### Given entries
═══
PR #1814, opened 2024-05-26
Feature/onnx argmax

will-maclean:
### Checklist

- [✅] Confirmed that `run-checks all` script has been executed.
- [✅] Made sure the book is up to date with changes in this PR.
═══
Once the line with "- [✅] Confirmed" is found, write out that line and every one after it through the last line of the records, exactly and with nothing else.

- [✅] Confirmed that `run-checks all` script has been executed.
- [✅] Made sure the book is up to date with changes in this PR.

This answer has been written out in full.